Opini  

“Drama” Harga Beras

Dr. Y. Sri Susilo. Dosen Prodi Ekonomi Pembangunan FBE UAJY, Pengurus Pusat ISEI dan Pengurus KADIN DIY. (Foto: Dok. Pribadi)

bernasnews — Harga beras yang mulai naik sejak akhir tahun lalu sampai saat ini belum turun. Pemerintah mulai dari Presiden, Kementerian Perdagangan (Kemendag), Kementerian Pertanian (Kementan) Badan Pangan Nasional (Bapanas) dan Badan Urusan Logistik (Bulog) telah memberikan penjelasan penyebab kenaikan harga beras tersebut.

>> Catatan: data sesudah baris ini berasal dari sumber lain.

PR #25, opened 2019-10-22
Introduce GitHub Actions CI

tiagobento:
On this PR:

- Introducing GitHub Workflow for CI on PRs and on `master` branch. Currently running on Ubuntu and on macOS.
- Configure `chrome-extension` module to produce a .zip file with its bundled files so that we can download it directly from the Checks tab on PRs on the Artifacts link. 

NOTE: This Workflow produces complete VSCode and Chrome Extension artifacts. It uses the 0.2.0 tag as reference point to download the editors.

### DIFF
--- a/.github/workflows/ci.yml
+++ b/.github/workflows/ci.yml
@@ -17,6 +17,7 @@ jobs:
      - name: Fetch editors from last release
        uses: actions/checkout@v1
        with:
+         repository: kiegroup/kogito-tooling
          ref: 0.2.0
      
      - name: Upload DMN editor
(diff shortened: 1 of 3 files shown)


mareknovotny:
Do we will have 2 CI setups? look at https://github.com/kiegroup/kogito-tooling/blob/master/Jenkinsfile

tiagobento:
@mareknovotny For a while, yes. We want to try GitHub Actions as it shows very good potential. It brings the community closer to the project because everyone can see the results, as it's not hidden behind a VPN. And it's completely free for open source projects, like this one.

After some time with the two, we can see which one suits our goals better and choose. There's no harm in letting them both coexist for some time.

ederign (approved):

Untuk diketahui, Harga Eceran Tertinggi (HET) yang ditetapkan pemerintah lewat Perbadan No.7/2023 sebesar Rp10.900 – Rp11.800 per kilogram untuk beras medium, dan Rp13.900 – Rp14.800 per kilogram untuk beras premium. Kenyataan di lapangan, harga masih di atas HET yaitu Rp16.680 untuk beras premium dan Rp14.570 untuk beras medium per awal Maret 2024.

Semetara dalam empat bulan terakhir, harga pernah mencapai Rp14.000 per kg untuk beras medium dan Rp18.000 per kg untuk beras premium. Harga tersebut menjadi yang “tertinggi” dalam sejarah harga beras di Indonesia.

Kenaikan harga barang dan jasa, termasuk beras, dapat dijelaskan secara  sederhana dengan analisis permintaan dan penawaran. Kemungkinan harga barang dan jasa mengalami kenaikan disebabkan : (1) jika permintaaan (demand) naik namun penawaran (supply) atau pasokan barang di pasar tetap maka harga barang akan naik. (2) Jika permintaan tetap namun penawaran barang di pasar menurun maka harga akan melonjak. Dalam kasus harga Beras saat ini lebih disebabkan karena menurunnya penawaran atau pasokan di pasar.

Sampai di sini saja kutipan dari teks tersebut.